Why do we offer them?

You may need TIN surfaces for several reasons:
  1. Topographic Analysis: A TIN surface of the ground level can provide detailed topographic information, helping you better identify slopes, ditches, elevation changes, and potential shading obstacles. This information is crucial for determining the optimal placement and orientation of solar tables/trackers to maximize energy production.
  2. Shading Analysis: A TIN surface of the DSM can be used to simulate shadows cast by surrounding structures, trees, or other obstructions. This analysis helps you identify areas with potential shading issues throughout the day and across different seasons, allowing you to avoid these areas or adjust the layout of the site to minimize shading and maximize energy output.
  3. Ground grading: For solar plant designs, it's essential to ensure a stable foundation and proper land grading. TIN surfaces can help in understanding the contour of the land, guiding the grading process, and ensuring that the tables/trackers are securely installed.
In summary, TIN surfaces are valuable tools for solar plant developers, providing detailed spatial information that aids in site analysis, shading analysis, layout design, and other aspects of solar plant design, ultimately leading to more efficient and productive solar energy systems.

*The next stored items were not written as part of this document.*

PR #6472, opened 2016-07-01
fix some function names in space-doc

d12frosted:
It seems that naming was changed and it totally broke several markers.

Thanks to @JAremko for finding it.

But it's still not ideal and throwing some errors. For example,

```elisp
Error during redisplay: (jit-lock-function 1) signaled (wrong-type-argument arrayp nil)
Error during redisplay: (jit-lock-function 15168) signaled (wrong-type-argument arrayp nil)
```

Also, using `space-doc-mode` on Documentation doesn't look very good :/


JAremko:
@d12frosted  pushed the rest of the fixes https://github.com/JAremko/spacemacs-pr/commit/55ac19913f36cf5202daeb4b582e92ab0f89d57e  can youcherry-pick them?

syl20bnr:
Thank you ! 👍 
And sorry for my bad pushes :-(

PR #6477, opened 2016-07-02
Update `brew linkapps` to be more specific

jkrmr:
Users may not want to link all possible apps and doing so isn't required to link Spacemacs individually. (I accidentally linked all my apps because I always forget that Homebrew linkapps can accept a list of formulae 😬)


d12frosted:
Oh, good point 😸 

PR #6484, opened 2016-07-03
Adds elm-format section and advice for absolute paths with npm

benansell:
- Use of relative paths for npm global bin directory caused the following error in the browser when trying to preview a buffer with elm-reactor:

`A web handler threw an exception. Details:`
`elm-make: readCreateProcessWithExitCode: runInteractiveProcess: exec: does not exist (No such file or directory)`

- Added a section for elm-format so that hints on how to use homebrew can be given


syl20bnr:
Thank you ! 👍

How do we incorporate TIN surfaces into our deliverables? 

We'll provide two TIN surfaces within our linework CAD file.

Firstly, the DSM-based TIN surface is generated semi-automatically, encompassing nearby trees and shading obstructions. This facilitates a seamless replacement of the linework, significantly expediting this processing stage.

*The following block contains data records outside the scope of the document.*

PR #6491, opened 2016-07-04
colorize compilation buffers by processing ansi color sequences

deb0ch:
By default, compilation buffers do not handle ansi color SGRs and print them instead, making the output messy and not readable.

This commit brings some color and readability to compilation buffers by treating ansi color SGRs.

The approach taken here uses [the function](https://github.com/emacs-mirror/emacs/blob/master/lisp/ansi-color.el#L233) used in [the function used in comint-mode](https://github.com/emacs-mirror/emacs/blob/master/lisp/comint.el#L389).

### DIFF
--- a/layers/+spacemacs/spacemacs-ui-visual/packages.el
+++ b/layers/+spacemacs/spacemacs-ui-visual/packages.el
@@ -10,7 +10,8 @@
 ;;; License: GPLv3
 
 (setq spacemacs-ui-visual-packages
-      '(fancy-battery
+      '((ansi-colors :location built-in)
+	fancy-battery
         fill-column-indicator
         golden-ratio
         hl-todo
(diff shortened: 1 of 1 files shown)


layers/+emacs/better-defaults/packages.el
```diff
@@ -10,9 +10,19 @@
...
+  '((ansi-colors :location built-in)
+    mwim)
   "The list of Lisp packages required by the mwim layer.")
 
+(defun better-defaults/init-ansi-colors ()
+  :init
+  (progn
+    (defun better-defaults/compilation-buffer-apply-ansi-colors ()
+      (setq inhibit-read-only t)
+      (ansi-color-apply-on-region compilation-filter-start (point-max))
```
deb0ch: **NB:** I used `point-max` here, but it also worked using `point`. I don't know if it is of any importance or if it might impact performance. Insights welcomed.

syl20bnr:
Nice, I would put this in the layer `spacemacs-ui-visual` instead of `better-defaults` which is more reserved for improved default emacs key bidnings.

layers/+emacs/better-defaults/packages.el
```diff
@@ -10,9 +10,19 @@
...
+      (setq inhibit-read-only nil))
```
syl20bnr: Use a let binding for `inhibit-read-only` instead of globally modifying the variable with two `setq`, example here: https://github.com/syl20bnr/spacemacs/blob/develop/layers/+tools/shell/packages.el#L137-L138

deb0ch:
Aye, working on it:

- use `let` instead of `setq`
- integrate into `spacemacs-ui-visual`

Thanks for feedback !

deb0ch:
Done

syl20bnr:
Thank you !
I cleaned up the PR a bit in commit https://github.com/syl20bnr/spacemacs/commit/939cbb6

Secondly, the creation of the ground-level (DTM) TIN surface necessitates the expertise of a skilled CAD technician. This refined TIN surface will serve as a representation of the terrain. Subsequently, Above's CAD technicians will transform this TIN surface into a precise DTM surface, from which we'll derive accurate contour lines and grid points.

What are the limitations of TIN surfaces from photogrammetry?

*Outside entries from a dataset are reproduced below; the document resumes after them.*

PR #6561, opened 2016-07-12
Change multi buffer search to use swoop

quicknir:
Previously, helm-ag searches were used to search in multiple buffers, while swoop was used for single buffer searches. Using swoop in all buffers had a special shortcut that was a bit awkward (s C-s). Swoop has a nicer interface then helm-ag, so this commit makes it so that swoop is used for multiple buffers, consistent with single buffer search, and eliminates the need for special shortcuts.

Change-Id: I0e80ab9c571513f771859003cba9ceac8b8aa8e0


quicknir:
I think swoop is the logical choice for searching all open buffers. It has follow mode on by default which is generally a win for buffers that are already open, but is slow and ends up opening many redundant buffers if used when searching on disk; in that sense I think that multi buffer search should be consistent with single buffer search and not with on-disk searches (file & project). It also has nicer formatted output than the various helm-ags (nice grouping of hits by file with clear fonts). 

From talking to people in gitter, it seems like there's a lot of love for swoop and a few people thought this would be a good idea. Another win (in my book) is that it actually reduces the number of shortcuts; I think as spacemacs gets larger and more complex, opportunities to simplify and reduce the number of shortcuts we use without loss of functionality should be taken.

Another thing that might be nice is to be able to transition from symbol highlight mode directly into single file swoop. I think I recall someone asking about this before in gitter. However, right now when I add the text it looks all misaligned so I decided to leave it for a separate commit. Maybe someone else could add that or tell me how to do it?

quicknir:
Another change that might be nice actually, is to make swoop all pop up consistently with how helm-ag pops up. Helm-ag pops up in the normal global helm way, swoop seems to "associate" itself with the current buffer and only pop up there. So if you have vertical splits, swoop is only half width. For single buffer swoop this perhaps makes sense as you are only searching in that buffer, but not so much for multi buffer. I'll look into this as well.

nixmaniack:
> Should I add it to the commit?

That sounds right to me. Add it to this PR itself.

quicknir:
Update on this. I noticed that it's slightly slower than helm-ag. So I tested it with 50 open buffers. Although it's not unbearable, it's definitely noticeable and I'm not sure if this is the right thing any more. Right now I'm chasing with both helm-ag and swoop; I'm trying to see how to make the former follow by default and have nicer output, and how to make the latter perform better. Hope to hear back from one of these guys soon and then decide appropriately.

TINs generated from photogrammetry have certain limitations, particularly in areas with water bodies and dense vegetation:
  1. Water Bodies: Photogrammetric methods, can struggle to accurately capture water bodies like rivers, lakes, and ponds. The reflective and dynamic nature of water surfaces makes it challenging to obtain precise elevation data. As a result, TINs generated from photogrammetry might have inaccuracies in representing water features, leading to discrepancies in elevation and surface details.
  2. Dense Vegetation: TINs from photogrammetry may struggle to capture the ground accurately in areas with dense vegetation, such as forests or thick vegetation cover. The process relies on distinguishing ground points from the rest of the scene, and this can be hindered by the presence of vegetation. Vegetation can obscure the ground, leading to incomplete or erroneous terrain models. LIDAR, which uses laser pulses, can penetrate vegetation to some extent, but photogrammetry is more susceptible to these issues.
  3. Shadows and Occlusions: Photogrammetry relies on line-of-sight from the camera to the target. This means that areas in deep shadows, or regions blocked from the camera's view (occluded areas), may not be captured accurately. This can lead to gaps in the TIN representation, particularly in rugged terrains or areas with tall structures.
  4. Processing Challenges (human error): Generating accurate TINs from photogrammetry requires careful processing, particularly in areas with complex topography. Ensuring that the software correctly identifies ground points and properly constructs the TIN can be challenging, and the results may require manual adjustments or clean-up, especially in difficult terrain.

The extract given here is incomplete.